Web Scraper¶

Scrapes Webpages

Input¶

It takes in a DataFrame as input

Type¶

transform

Class¶

fire.nodes.gai.NodeWebScraper

Fields¶

Name	Title	Description
site	Webpage to Crawl	Enter website url
siteCol	Webpage to Crawl	Select website url
scrape_recursively	Scrape Recursively	when True, will perform a recursive search of this PageElement’s children. Otherwise, only the direct children will be considered.
limit	Depth	Stop looking after finding this many results when scrape recursively is True.

Details¶

Web Scraper Node Details¶

The Web Scraper node is designed to extract content from webpages, starting from a specified URL. It collects text from a wide range of HTML elements, cleans it to remove unwanted characters (e.g., newlines, tabs) and boilerplate phrases (e.g., “top of page,” “bottom of page”), and can optionally crawl linked pages within the same domain up to a specified limit.

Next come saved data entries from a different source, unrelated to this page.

Issue #678, opened 2017-04-04
"Input" and "output" states in quantum circuit


sahmed95:
We should modify the `QubitCircuit` class to have input and output states specified for a quantum circuit. Currently the `QubitCircuit` class has only the following variables - N, reverse_gates, gates, U_list. We could add two more variables - input_states, output_states which could contain the input and output states as a list or a dictionary with the qubit number as key and the state as the value. This can be added to QubitCircuit [here](https://github.com/qutip/qutip/blob/master/qutip/qip/circuit.py#L168). 

Then we can modify the function [`latex_code`](https://github.com/qutip/qutip/blob/master/qutip/qip/circuit.py#L939) to add in the input and output states similar to how the gates are added so the qcircuit latex package compiles it.

The original [discussion](https://groups.google.com/forum/#!topic/qutip/QRu54GlED9A) can be found in the QuTiP Google help group where Morten Kjaergaard suggested this.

The node outputs a DataFrame containing the cleaned text and corresponding URLs for each scraped page.

Webpage to Crawl:Specifies the starting URL for the web scraping process. This is the initial webpage from which content is extracted and, if recursive scraping is enabled, the starting point for discovering linked pages.¶

Required: Yes

Scrape Recursively:Controls whether the node follows links on the webpage to scrape additional pages within the same domain.¶

Options:

true: Recursively crawls linked pages within the same domain, up to the specified depth.

false: Scrapes only the specified webpage without following links.

Default: true

Depth:Defines the maximum number of pages to scrape when Scrape Recursively is set to true. The node stops once this limit is reached.¶

Default: 5

Example: 3

Output:The node outputs a DataFrame with the following columns:¶

text: The cleaned text content extracted from the webpage, free of newlines, tabs, excessive spaces, and boilerplate phrases (e.g., “top of page,” “bottom of page”).

metadata: The URL of the scraped webpage.Each row represents a single scraped page, with up to Depth pages included in the output.